Exercise details - When you answer, copy every line of the listing below exactly.
Segment Start: Listed entries
PR #153, opened 2021-06-03
feat: use multicall for authorizations

cazala:
I had to refactor the saga to use `ethers` instead of `web3x` because it didn't get along with the multicall provider. I didn't have to install `ethers` tho because it was already a dependency of other dependencies in the project.

I had to install also `@0xsequence/relayer` because otherwise the build would fail, although it's not explicitly imported in the code (it's an undocumented peer dependency of `@0xsequence/multicall`

I tested this as a release candidate `decentraland-dapps@12.10.0-rc7` installed in the marketplace using the production `.env` vars.

### DIFF
--- a/src/modules/authorization/sagas.ts
+++ b/src/modules/authorization/sagas.ts
@@ -121,7 +121,7 @@ export function createAuthorizationSaga(options?: AuthorizationSagaOptions) {
 
       const authorizationsToStore: Authorization[] = yield call(async () => {
         const results = await Promise.all(promises)
-        return results.filter(result => !!result) // filter nulls, or undefineds due to caughted promises
+        return results.filter(result => !!result) // filter nulls, or undefineds due to caught promises
       })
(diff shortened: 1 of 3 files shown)


src/modules/authorization/sagas.ts
```diff
@@ -50,48 +52,78 @@ export function createAuthorizationSaga(options?: AuthorizationSagaOptions) {
...
         const { chainId } = authorization
-        const address = Address.fromString(authorization.address)
-        const contractAddress = Address.fromString(
-          authorization.contractAddress
-        )
-        const authorizedAddress = Address.fromString(
-          authorization.authorizedAddress
-        )
 
+        // provider party 🎉
```
nachomazzara, line 63: 😆

nachomazzara (approved):

nicosantangelo (approved):

PR #159, opened 2021-07-20
feat: Add all the methods needed to manipulate the profile entity

LautaroPetaccio:
This PR does the following:
- Adds a lib (or a class) with the methods needed to create, authorize and deploy an entity based on the requirement of deploying an entity.
- Adds the `setProfileAvatarDescription[Request|Success|Failure]` and the `clearProfileError` actions alongside a handler in the sagas to perform the entity update (or deployment).
- Modifies the profile reducer to handle the new actions and to record the errors in case of a failure.
- Edits the README to provide documentation about how to use the modules and libraries added.


src/lib/entities.ts
```diff
@@ -0,0 +1,123 @@
...
+   * deploy an entity.
+   *
+   * @param address - The address of the deployer of the entity.
+   * @param entityId - The entity id that it's going to be deployed.
+   */
+  private async authenticateEntityDeployment(
+    address: string,
+    entityId: string
+  ): Promise<AuthChain> {
+    const eth: Eth = await getEthereumProvider()
```
cazala, line 61: We already have a `getNetworkProvider(chainId: ChainId)` to get a provider from any network, or `getConnectedProvider()` to get the provider that the user has connected (disregarding on which network it is connected to).

I would advise against adding a new helper to get a provider, I know this helper returns already a `web3x` eth abstraction, but since we plan to move away from web3x sooner than later, I'd use the `getConnectedProvider` helper and instantiate `Eth` here instead for the signature, like:

```ts
const provider = await getConnectedProvider()
const eth = new Eth(provider!)
```

src/lib/peer.ts
```diff
@@ -1,24 +1,38 @@
...
     }
-    const promise = this.lambdasClient
-      .fetchProfiles([address.toLowerCase()])
-      .then(profiles => profiles[0])
-    this.cache[address] = promise
-    return promise
+    const profiles = await this.lambdasClient.fetchProfiles([
+      address.toLowerCase()
+    ])
+    this.cache[address] = profiles[0]
```
cazala, line 23: This is caching _after_ the response has come back from the catalyst. The way it was done before (storing the promise in the cache) was so if two requests for the same profile happen simultaneously, only one request would go to the server.

This is very common when using the `<Profile />` container ([link](https://github.com/decentraland/decentraland-dapps/tree/master/src/containers/Profile)), pages like this one would send several requests for the same profile:

Screen Shot 2021-07-27 at 11 57 46 AM

src/modules/profile/sagas.ts
```diff
@@ -43,5 +57,62 @@ export function createProfileSaga({ peerUrl }: CreateProfileSagaOptions) {
...
+   * @param action - The action that triggered the handler.
+   */
+  function* handleSetProfileDescription(
+    action: SetProfileAvatarDescriptionRequestAction
+  ) {
+    try {
+      const { address, description } = action.payload
+
+      const entity: ProfileEntity = yield call(
+        [entities, 'getProfileEntity'],
```
cazala, line 75: Just out of curiosity, why using this notation instead of just `entities.getProfileEntity`? It seems like a more complicated way of doing the same, i dunno what am i missing.

LautaroPetaccio: This is [the proper way](https://redux-saga.js.org/docs/api/#callcontext-fn-args) of using the call method with a context. As we're calling the `getProfileEntity` method from the `entities` instance, we need to set the binding to the instance of that class for the call to work. I've noted that we used `yield call(() => x())` in some places, but using it that way is not how it's meant to be used, as it makes it hard to test because the call object being built has a reference to the lambda function instead of the method that we want to check for.

src/lib/entities.ts
LautaroPetaccio: Done!

src/lib/peer.ts
LautaroPetaccio: Ohhh, great catch! I didn't know that it was built that way to prevent multiple requests from happening.

src/modules/profile/sagas.ts
cazala: Gotcha, thanks for the explanation :)

src/lib/peer.ts
```diff
@@ -4,24 +4,30 @@ import { BaseAPI } from './api'
...
     }
-    const profiles = await this.lambdasClient.fetchProfiles([
-      address.toLowerCase()
-    ])
-    this.cache[address] = profiles[0]
-    return profiles[0]
+
+    this.cache[address] = this.lambdasClient
+      .fetchProfiles([address.toLowerCase()])
+      .then()
```
cazala, line 28: Is this last `.then()` necessary?

LautaroPetaccio: Oh yes! It is! Sorry, I forgot to write the whole line. We need it so we can retrieve only one profile

cazala (approved):

PR #162, opened 2021-08-05
fix: Avatar description update

LautaroPetaccio:
This PR changes the way that the profile is updated after a description change in an avatar.
The idea of this change is to re-use the information we already have without the need of doing another request to the profile lambda endpoint.


src/modules/profile/sagas.spec.ts
```diff
@@ -54,7 +54,7 @@ describe('when handling the action to set the profile avatar description', () =>
   })
 
   describe('when the deployment is successful', () => {
-    it('should deploy the new entity with the decription and the version changed', () => {
+    it.only('should deploy the new entity with the decription and the version changed', () => {
```
cazala, line 57: this `only` should be removed right?

cazala (approved):

PR #165, opened 2021-08-16
feat: Update React, DCL UI and others

LautaroPetaccio:
This PR updates DCL-UI, React and React-intl that depends on react.
There's also a small types fix that was breaking the marketplace.


nicosantangelo (approved):
LGTM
Segment End: Listed entries
Answer below -
PR #153, opened 2021-06-03
feat: use multicall for authorizations

cazala:
I had to refactor the saga to use `ethers` instead of `web3x` because it didn't get along with the multicall provider. I didn't have to install `ethers` tho because it was already a dependency of other dependencies in the project.

I had to install also `@0xsequence/relayer` because otherwise the build would fail, although it's not explicitly imported in the code (it's an undocumented peer dependency of `@0xsequence/multicall`

I tested this as a release candidate `decentraland-dapps@12.10.0-rc7` installed in the marketplace using the production `.env` vars.

### DIFF
--- a/src/modules/authorization/sagas.ts
+++ b/src/modules/authorization/sagas.ts
@@ -121,7 +121,7 @@ export function createAuthorizationSaga(options?: AuthorizationSagaOptions) {
 
       const authorizationsToStore: Authorization[] = yield call(async () => {
         const results = await Promise.all(promises)
-        return results.filter(result => !!result) // filter nulls, or undefineds due to caughted promises
+        return results.filter(result => !!result) // filter nulls, or undefineds due to caught promises
       })
(diff shortened: 1 of 3 files shown)


src/modules/authorization/sagas.ts
```diff
@@ -50,48 +52,78 @@ export function createAuthorizationSaga(options?: AuthorizationSagaOptions) {
...
         const { chainId } = authorization
-        const address = Address.fromString(authorization.address)
-        const contractAddress = Address.fromString(
-          authorization.contractAddress
-        )
-        const authorizedAddress = Address.fromString(
-          authorization.authorizedAddress
-        )
 
+        // provider party 🎉
```
nachomazzara, line 63: 😆

nachomazzara (approved):

nicosantangelo (approved):

PR #159, opened 2021-07-20
feat: Add all the methods needed to manipulate the profile entity

LautaroPetaccio:
This PR does the following:
- Adds a lib (or a class) with the methods needed to create, authorize and deploy an entity based on the requirement of deploying an entity.
- Adds the `setProfileAvatarDescription[Request|Success|Failure]` and the `clearProfileError` actions alongside a handler in the sagas to perform the entity update (or deployment).
- Modifies the profile reducer to handle the new actions and to record the errors in case of a failure.
- Edits the README to provide documentation about how to use the modules and libraries added.


src/lib/entities.ts
```diff
@@ -0,0 +1,123 @@
...
+   * deploy an entity.
+   *
+   * @param address - The address of the deployer of the entity.
+   * @param entityId - The entity id that it's going to be deployed.
+   */
+  private async authenticateEntityDeployment(
+    address: string,
+    entityId: string
+  ): Promise<AuthChain> {
+    const eth: Eth = await getEthereumProvider()
```
cazala, line 61: We already have a `getNetworkProvider(chainId: ChainId)` to get a provider from any network, or `getConnectedProvider()` to get the provider that the user has connected (disregarding on which network it is connected to).

I would advise against adding a new helper to get a provider, I know this helper returns already a `web3x` eth abstraction, but since we plan to move away from web3x sooner than later, I'd use the `getConnectedProvider` helper and instantiate `Eth` here instead for the signature, like:

```ts
const provider = await getConnectedProvider()
const eth = new Eth(provider!)
```

src/lib/peer.ts
```diff
@@ -1,24 +1,38 @@
...
     }
-    const promise = this.lambdasClient
-      .fetchProfiles([address.toLowerCase()])
-      .then(profiles => profiles[0])
-    this.cache[address] = promise
-    return promise
+    const profiles = await this.lambdasClient.fetchProfiles([
+      address.toLowerCase()
+    ])
+    this.cache[address] = profiles[0]
```
cazala, line 23: This is caching _after_ the response has come back from the catalyst. The way it was done before (storing the promise in the cache) was so if two requests for the same profile happen simultaneously, only one request would go to the server.

This is very common when using the `<Profile />` container ([link](https://github.com/decentraland/decentraland-dapps/tree/master/src/containers/Profile)), pages like this one would send several requests for the same profile:

Screen Shot 2021-07-27 at 11 57 46 AM

src/modules/profile/sagas.ts
```diff
@@ -43,5 +57,62 @@ export function createProfileSaga({ peerUrl }: CreateProfileSagaOptions) {
...
+   * @param action - The action that triggered the handler.
+   */
+  function* handleSetProfileDescription(
+    action: SetProfileAvatarDescriptionRequestAction
+  ) {
+    try {
+      const { address, description } = action.payload
+
+      const entity: ProfileEntity = yield call(
+        [entities, 'getProfileEntity'],
```
cazala, line 75: Just out of curiosity, why using this notation instead of just `entities.getProfileEntity`? It seems like a more complicated way of doing the same, i dunno what am i missing.

LautaroPetaccio: This is [the proper way](https://redux-saga.js.org/docs/api/#callcontext-fn-args) of using the call method with a context. As we're calling the `getProfileEntity` method from the `entities` instance, we need to set the binding to the instance of that class for the call to work. I've noted that we used `yield call(() => x())` in some places, but using it that way is not how it's meant to be used, as it makes it hard to test because the call object being built has a reference to the lambda function instead of the method that we want to check for.

src/lib/entities.ts
LautaroPetaccio: Done!

src/lib/peer.ts
LautaroPetaccio: Ohhh, great catch! I didn't know that it was built that way to prevent multiple requests from happening.

src/modules/profile/sagas.ts
cazala: Gotcha, thanks for the explanation :)

src/lib/peer.ts
```diff
@@ -4,24 +4,30 @@ import { BaseAPI } from './api'
...
     }
-    const profiles = await this.lambdasClient.fetchProfiles([
-      address.toLowerCase()
-    ])
-    this.cache[address] = profiles[0]
-    return profiles[0]
+
+    this.cache[address] = this.lambdasClient
+      .fetchProfiles([address.toLowerCase()])
+      .then()
```
cazala, line 28: Is this last `.then()` necessary?

LautaroPetaccio: Oh yes! It is! Sorry, I forgot to write the whole line. We need it so we can retrieve only one profile

cazala (approved):

PR #162, opened 2021-08-05
fix: Avatar description update

LautaroPetaccio:
This PR changes the way that the profile is updated after a description change in an avatar.
The idea of this change is to re-use the information we already have without the need of doing another request to the profile lambda endpoint.


src/modules/profile/sagas.spec.ts
```diff
@@ -54,7 +54,7 @@ describe('when handling the action to set the profile avatar description', () =>
   })
 
   describe('when the deployment is successful', () => {
-    it('should deploy the new entity with the decription and the version changed', () => {
+    it.only('should deploy the new entity with the decription and the version changed', () => {
```
cazala, line 57: this `only` should be removed right?

cazala (approved):

PR #165, opened 2021-08-16
feat: Update React, DCL UI and others

LautaroPetaccio:
This PR updates DCL-UI, React and React-intl that depends on react.
There's also a small types fix that was breaking the marketplace.


nicosantangelo (approved):
LGTM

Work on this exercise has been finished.